* MATERIAL FOR THIS TASK:
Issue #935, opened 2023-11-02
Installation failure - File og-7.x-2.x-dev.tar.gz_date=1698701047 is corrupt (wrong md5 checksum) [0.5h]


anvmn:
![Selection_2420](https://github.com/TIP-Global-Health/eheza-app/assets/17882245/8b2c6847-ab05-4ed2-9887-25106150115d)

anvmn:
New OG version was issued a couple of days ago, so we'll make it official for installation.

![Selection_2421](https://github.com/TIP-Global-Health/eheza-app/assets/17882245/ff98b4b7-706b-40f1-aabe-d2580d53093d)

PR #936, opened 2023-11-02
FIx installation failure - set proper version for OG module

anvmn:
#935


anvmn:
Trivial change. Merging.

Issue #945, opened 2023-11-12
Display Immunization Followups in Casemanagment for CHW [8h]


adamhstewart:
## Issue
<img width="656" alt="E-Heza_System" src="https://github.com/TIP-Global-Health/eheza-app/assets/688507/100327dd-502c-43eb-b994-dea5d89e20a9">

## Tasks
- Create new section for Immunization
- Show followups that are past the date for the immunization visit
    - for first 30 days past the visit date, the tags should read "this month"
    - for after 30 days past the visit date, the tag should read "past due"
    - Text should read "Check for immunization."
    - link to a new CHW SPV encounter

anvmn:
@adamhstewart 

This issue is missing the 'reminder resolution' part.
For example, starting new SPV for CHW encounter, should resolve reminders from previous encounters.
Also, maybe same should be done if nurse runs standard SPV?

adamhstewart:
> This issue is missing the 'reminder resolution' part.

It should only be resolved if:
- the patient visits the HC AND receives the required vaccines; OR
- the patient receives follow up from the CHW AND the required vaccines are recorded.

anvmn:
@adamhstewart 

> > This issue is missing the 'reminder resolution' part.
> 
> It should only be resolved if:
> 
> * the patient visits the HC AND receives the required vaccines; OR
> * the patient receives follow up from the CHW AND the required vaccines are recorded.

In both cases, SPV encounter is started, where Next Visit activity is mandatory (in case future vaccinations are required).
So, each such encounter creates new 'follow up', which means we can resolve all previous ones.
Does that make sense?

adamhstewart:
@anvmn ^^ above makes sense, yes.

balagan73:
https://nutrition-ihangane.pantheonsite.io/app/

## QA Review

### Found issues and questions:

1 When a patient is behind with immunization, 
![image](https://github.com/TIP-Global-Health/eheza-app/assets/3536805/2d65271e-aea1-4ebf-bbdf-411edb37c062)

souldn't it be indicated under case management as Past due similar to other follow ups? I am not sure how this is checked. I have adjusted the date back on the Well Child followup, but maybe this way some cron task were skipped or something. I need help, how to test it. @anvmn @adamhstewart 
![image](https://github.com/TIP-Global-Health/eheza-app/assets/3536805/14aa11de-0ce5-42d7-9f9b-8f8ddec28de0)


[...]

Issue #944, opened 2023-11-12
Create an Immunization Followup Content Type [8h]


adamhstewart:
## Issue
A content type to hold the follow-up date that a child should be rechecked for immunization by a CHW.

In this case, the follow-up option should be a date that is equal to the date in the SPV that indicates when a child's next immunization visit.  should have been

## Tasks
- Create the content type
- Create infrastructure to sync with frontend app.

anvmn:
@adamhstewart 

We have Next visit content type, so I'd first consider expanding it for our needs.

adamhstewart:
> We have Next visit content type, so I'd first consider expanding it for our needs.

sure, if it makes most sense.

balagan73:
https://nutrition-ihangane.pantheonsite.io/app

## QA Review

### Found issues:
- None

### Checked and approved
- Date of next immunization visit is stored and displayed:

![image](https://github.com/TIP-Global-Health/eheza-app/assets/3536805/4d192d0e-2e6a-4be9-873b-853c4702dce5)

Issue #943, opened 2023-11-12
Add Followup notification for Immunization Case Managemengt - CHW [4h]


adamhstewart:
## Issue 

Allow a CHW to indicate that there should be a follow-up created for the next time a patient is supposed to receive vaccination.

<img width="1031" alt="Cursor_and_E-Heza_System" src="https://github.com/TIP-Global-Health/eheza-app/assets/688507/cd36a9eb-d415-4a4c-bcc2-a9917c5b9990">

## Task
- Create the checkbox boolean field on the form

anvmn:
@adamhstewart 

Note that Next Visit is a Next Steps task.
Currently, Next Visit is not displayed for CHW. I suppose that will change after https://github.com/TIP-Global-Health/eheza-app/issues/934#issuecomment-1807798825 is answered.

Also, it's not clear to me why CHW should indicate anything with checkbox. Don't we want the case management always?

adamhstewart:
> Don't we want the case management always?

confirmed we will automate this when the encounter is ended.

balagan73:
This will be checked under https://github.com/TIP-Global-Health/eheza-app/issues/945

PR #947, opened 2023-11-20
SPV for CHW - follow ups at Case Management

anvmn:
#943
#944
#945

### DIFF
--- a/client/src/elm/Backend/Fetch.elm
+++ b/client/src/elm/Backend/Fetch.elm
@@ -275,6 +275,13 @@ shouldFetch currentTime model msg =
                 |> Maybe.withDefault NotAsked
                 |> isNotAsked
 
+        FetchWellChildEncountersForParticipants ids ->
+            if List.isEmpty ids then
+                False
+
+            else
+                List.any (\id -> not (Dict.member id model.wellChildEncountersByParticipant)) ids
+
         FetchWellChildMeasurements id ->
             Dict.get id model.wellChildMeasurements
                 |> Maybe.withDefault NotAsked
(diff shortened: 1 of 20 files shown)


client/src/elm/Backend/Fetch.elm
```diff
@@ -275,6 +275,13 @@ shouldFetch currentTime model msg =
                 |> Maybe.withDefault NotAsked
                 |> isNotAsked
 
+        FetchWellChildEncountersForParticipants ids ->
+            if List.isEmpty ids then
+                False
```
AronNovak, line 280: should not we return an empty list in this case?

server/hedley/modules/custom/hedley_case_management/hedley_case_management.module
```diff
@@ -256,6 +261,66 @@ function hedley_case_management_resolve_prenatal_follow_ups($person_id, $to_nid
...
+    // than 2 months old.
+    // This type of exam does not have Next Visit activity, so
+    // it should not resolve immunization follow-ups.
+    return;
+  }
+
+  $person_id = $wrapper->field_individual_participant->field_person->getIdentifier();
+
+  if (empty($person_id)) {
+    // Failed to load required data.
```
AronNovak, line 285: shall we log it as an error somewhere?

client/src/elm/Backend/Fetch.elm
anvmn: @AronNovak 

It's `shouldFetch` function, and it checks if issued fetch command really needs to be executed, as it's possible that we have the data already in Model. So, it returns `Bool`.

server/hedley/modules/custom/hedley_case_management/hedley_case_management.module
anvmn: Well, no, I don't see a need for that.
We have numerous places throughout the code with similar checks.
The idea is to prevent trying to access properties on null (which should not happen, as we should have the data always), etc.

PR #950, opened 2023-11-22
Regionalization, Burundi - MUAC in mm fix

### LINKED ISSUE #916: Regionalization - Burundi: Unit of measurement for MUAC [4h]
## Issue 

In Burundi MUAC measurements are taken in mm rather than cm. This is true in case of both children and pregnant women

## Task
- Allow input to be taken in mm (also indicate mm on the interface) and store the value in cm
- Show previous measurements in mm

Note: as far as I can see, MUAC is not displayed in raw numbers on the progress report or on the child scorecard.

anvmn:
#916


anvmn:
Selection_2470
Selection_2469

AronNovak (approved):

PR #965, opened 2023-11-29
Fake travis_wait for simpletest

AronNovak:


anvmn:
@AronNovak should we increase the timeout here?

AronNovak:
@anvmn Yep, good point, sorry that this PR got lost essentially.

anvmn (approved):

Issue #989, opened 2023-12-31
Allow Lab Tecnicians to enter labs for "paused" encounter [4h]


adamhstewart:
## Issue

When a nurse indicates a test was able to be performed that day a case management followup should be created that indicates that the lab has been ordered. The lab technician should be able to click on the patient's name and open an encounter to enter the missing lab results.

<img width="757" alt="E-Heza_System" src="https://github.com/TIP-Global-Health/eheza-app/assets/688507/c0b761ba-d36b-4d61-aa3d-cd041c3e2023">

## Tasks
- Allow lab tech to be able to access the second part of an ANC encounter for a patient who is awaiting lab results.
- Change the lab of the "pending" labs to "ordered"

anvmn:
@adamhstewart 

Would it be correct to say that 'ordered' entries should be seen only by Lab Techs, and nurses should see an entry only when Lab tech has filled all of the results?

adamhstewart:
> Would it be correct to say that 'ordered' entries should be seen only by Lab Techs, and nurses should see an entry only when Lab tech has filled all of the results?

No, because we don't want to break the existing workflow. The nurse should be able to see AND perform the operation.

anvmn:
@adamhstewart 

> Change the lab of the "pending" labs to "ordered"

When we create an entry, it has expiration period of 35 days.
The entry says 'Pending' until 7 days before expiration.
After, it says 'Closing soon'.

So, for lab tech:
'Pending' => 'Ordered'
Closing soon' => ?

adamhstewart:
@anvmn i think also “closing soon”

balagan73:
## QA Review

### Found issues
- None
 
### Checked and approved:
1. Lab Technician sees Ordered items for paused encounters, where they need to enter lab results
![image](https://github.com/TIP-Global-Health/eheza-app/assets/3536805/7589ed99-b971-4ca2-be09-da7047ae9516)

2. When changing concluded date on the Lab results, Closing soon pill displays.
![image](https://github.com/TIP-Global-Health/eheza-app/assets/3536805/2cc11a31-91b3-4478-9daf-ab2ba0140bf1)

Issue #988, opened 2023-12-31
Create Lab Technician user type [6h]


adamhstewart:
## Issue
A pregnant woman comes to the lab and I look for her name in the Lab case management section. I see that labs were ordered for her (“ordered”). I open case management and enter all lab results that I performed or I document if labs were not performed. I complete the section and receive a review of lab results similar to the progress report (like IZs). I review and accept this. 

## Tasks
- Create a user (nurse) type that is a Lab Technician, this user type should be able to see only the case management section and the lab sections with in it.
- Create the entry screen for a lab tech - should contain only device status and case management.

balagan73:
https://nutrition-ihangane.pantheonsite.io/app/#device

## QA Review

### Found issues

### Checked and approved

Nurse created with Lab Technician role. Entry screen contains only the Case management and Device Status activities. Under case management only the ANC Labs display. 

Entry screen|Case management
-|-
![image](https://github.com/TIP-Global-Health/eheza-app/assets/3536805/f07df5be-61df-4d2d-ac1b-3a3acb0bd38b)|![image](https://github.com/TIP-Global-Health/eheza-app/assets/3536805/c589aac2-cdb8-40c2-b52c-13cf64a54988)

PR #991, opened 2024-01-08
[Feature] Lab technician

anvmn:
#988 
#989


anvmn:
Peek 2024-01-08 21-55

* PROBLEM DETAILS:
In the material above, find the line containing "Does that make sense?" and the line containing "souldn't it be", then write out exactly those two lines and every line between them, and nothing more.

* RESPONSE TO THIS TASK:
Does that make sense?

adamhstewart:
@anvmn ^^ above makes sense, yes.

balagan73:
https://nutrition-ihangane.pantheonsite.io/app/

## QA Review

### Found issues and questions:

1 When a patient is behind with immunization, 
![image](https://github.com/TIP-Global-Health/eheza-app/assets/3536805/2d65271e-aea1-4ebf-bbdf-411edb37c062)

souldn't it be indicated under case management as Past due similar to other follow ups? I am not sure how this is checked. I have adjusted the date back on the Well Child followup, but maybe this way some cron task were skipped or something. I need help, how to test it. @anvmn @adamhstewart 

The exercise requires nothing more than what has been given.